Almost all of the GSDs I know do this, as do the aussies, the border collies, the shelties . . . its what they are hard wired to do. Does your dog do it if he is playing with only one other dog, and there are not a bunch more around? Nash cannot handle playing in a group of off leash dogs, but does great with just one other dog. He can get a bit to mouthy still, but is much better, and I simply call him back to me often when he starts to get into that biting mode. He used to do it to Lloyd quite a bit (despite our attempts to correct it) until Lloyd beat his @$$ for it one day, now he is much, much better with Lloyd. Another thing he does, but is better about, is to grab ahold of their scruff. I started spraying who ever he was playing with all around the neck and scruff with bitter apple. That curbed that behavior a lot.

Your dog doesn't have to be off leash playing to socialize with other dogs, greetings on loose leashes are good too. Try to find a few dogs that he can play with one on one and keep it at that. Have you tried to find other GSDs for him to play with? Nash plays best with other GSDs, they "speak the same language" I guess.

Another thing that can help some is to do a lot of self control games, like "its yer choice" and the rev up/cool down game.

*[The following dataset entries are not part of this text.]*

PR #576, opened 2022-07-09
Use singleton settings outside the Roact tree

boatbomber:
Our settings are currently tied into the Roact tree, which can cause pain points when trying to change settings from outside the tree (ex: test/dev configs, api settings, etc).

This PR removes PluginSettings and replaced it with Settings, a singleton with a few handy APIs:
- `Settings:get(id: string)` Gets the current value of a setting
- `Settings:set(id: string, value: any)` Sets the value of a setting
- `Settings:onChanged(id: string, callback: func)` Listens to changes of a setting

It will automatically save/load if run in a plugin environment, but won't break if run elsewhere (such as a test env).

Also, it makes use of Log.trace for a better debugging experience for maintainers.


boatbomber:
Running into a strange issue- only errors sometimes, and still functions correctly even when it errors?

`Roact.createSignal:52: Listeners can only be disconnected once.`, triggers from a :setState call in :init.
It still sets the state and renders+animates correctly so I'm confused by this.
```Lua
function Setting:init()
    self:setState({
        setting = Settings:get(self.props.id),
    })

    Settings:onChanged(self.props.id, function(value)
        self:setState({ -- This is where the error comes from
            setting = value,
        })
    end)
```

This is the only place that state gets used
```Lua
Checkbox = e(Checkbox, {
    active = self.state.setting,
```

boatbomber:
I think I figured out the "sometimes" aspect of it- seems to error the first two times a checkbox is clicked, then works fine for that one. Rinse and repeat for each checkbox.

boatbomber:
For some reason, it appears that :willUnmount is not being called on the setting component.

boatbomber:
I... wrote :willUnmount on the wrong table. Thanks, autocomplete. Fixed now.

plugin/src/Settings.lua
```diff
@@ -0,0 +1,100 @@
...
+	local bind, set = Roact.createBinding(self._values[name])
+	self._bindings[name] = {
+		bind = bind,
+		set = set,
+	}
+
+	Log.trace(string.format("Created binding for setting '%s'", name))
+
+	return bind
+end
```
chriscerie, line 98:
```suggestion
```

plugin/src/Settings.lua
```diff
@@ -0,0 +1,100 @@
...
+	twoWaySync = false,
+	showNotifications = true,
+	playSounds = true,
+}
+
+local Settings = {}
+
+Settings._values = table.clone(defaultSettings)
+Settings._updateListeners = {}
+Settings._bindings = {}
```
chriscerie, line 22:
```suggestion
```

plugin/src/Settings.lua
```diff
@@ -0,0 +1,100 @@
...
+	end
+
+	return self._values[name]
+end
+
+function Settings:set(name, value)
+	self._values[name] = value
+	if self._bindings[name] then
+		self._bindings[name].set(value)
+	end
```
chriscerie, line 51:
```suggestion
```

plugin/src/Settings.lua
```diff
@@ -0,0 +1,100 @@
+--[[
+	Persistent plugin settings that can be accessed via Roact bindings.
```
chriscerie, line 2:
```suggestion
	Persistent plugin settings.
```

chriscerie (changes requested):
It looks like we no longer need these since we moved bindings to state.

plugin/src/Settings.lua
boatbomber: They could be handy later, I don't see the harm in keeping this around. The only reason we went with state was for animation, but non-animated use cases later might be better off with bindings

chriscerie: The only reason you'd pick bindings over state is to optimize rapidly changing updates. Otherwise state is much less error prone.

boatbomber: Fair enough. I suppose if the need arises we can just add it back. Settings should hopefully not be changed that rapidly.

plugin/src/Settings.lua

When he nips the other dogs do they care? Do they yelp or seem upset about it? It is normal play for dogs to mouth and nip at each other, as long as everyone is inhibiting their bite.


----------



## onyx'girl (May 18, 2007)

I make Onyx carry a ball when she plays. She has very strong herding instincts and will nip if not stuffed with a ball. I tell her to get her ball and she knows it is for the best! 
Karlo carries one too, bumps the others with it, and it is safest if Kacie has something in her mouth too. Two females get a bit scrappy when they have teeth bared.
Muzzles are a pain and not fair to the dog wearing them, and can be dangerous during hard playtime.
I really like the holee roller balls for play. They are soft on the dog that is getting bumped and the dog carrying it isn't jambed when bumping(compared to a jollyball)


----------



## doggiedad (Dec 2, 2007)

that's what dogs do. if another isn't comfortable
with it they'll let him know and that doesn't mean
a fight is going to break out. dogs understand dog behaviour
much better than we do.


----------



## Lucy Dog (Aug 10, 2008)

doggiedad said:


> that's what dogs do. if another isn't comfortable
> with it they'll let him know and that doesn't mean
> a fight is going to break out. dogs understand dog behaviour
> much better than we do.


Doesn't mean a fight will break out, but it definitely means a fight can break out. Trust me from personal experience. 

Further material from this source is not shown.